PR #1356, opened 2020-04-13
Subaru: calculate checksum in can packer

adeebshihadeh:
Need to bump opendbc after merging https://github.com/commaai/opendbc/pull/241

I got no differences when running process replay locally with the opendbc changes.

### DIFF
--- a/selfdrive/car/subaru/subarucan.py
+++ b/selfdrive/car/subaru/subarucan.py
@@ -4,41 +4,28 @@ from selfdrive.car.subaru.values import CAR
 
 VisualAlert = car.CarControl.HUDControl.VisualAlert
 
-def subaru_checksum(packer, values, addr):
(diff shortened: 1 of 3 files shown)


selfdrive/car/subaru/subarucan.py
```diff
@@ -4,42 +4,29 @@
...
+    "LKAS_Output": apply_steer,
+    "LKAS_Request": 1 if apply_steer != 0 else 0,
+    "SET_1": 1
+  }
 
   return packer.make_can_msg("ES_LKAS", 0, values)
 
 def create_steering_status(packer, car_fingerprint, apply_steer, frame, steer_step):
-
-  if car_fingerprint == CAR.IMPREZA:
```
quillford, line 29: Is there a reason this was done? Impreza is the only supported subaru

▶ **Your objective**
Type out exactly the span of lines from the one with "VisualAlert = car.CarControl.HUDControl.VisualAlert" to the end of the material above, counting both end lines, and nothing else.

▶ **Task output**
 VisualAlert = car.CarControl.HUDControl.VisualAlert
 
-def subaru_checksum(packer, values, addr):
(diff shortened: 1 of 3 files shown)


selfdrive/car/subaru/subarucan.py
```diff
@@ -4,42 +4,29 @@
...
+    "LKAS_Output": apply_steer,
+    "LKAS_Request": 1 if apply_steer != 0 else 0,
+    "SET_1": 1
+  }
 
   return packer.make_can_msg("ES_LKAS", 0, values)
 
 def create_steering_status(packer, car_fingerprint, apply_steer, frame, steer_step):
-
-  if car_fingerprint == CAR.IMPREZA:
```
quillford, line 29: Is there a reason this was done? Impreza is the only supported subaru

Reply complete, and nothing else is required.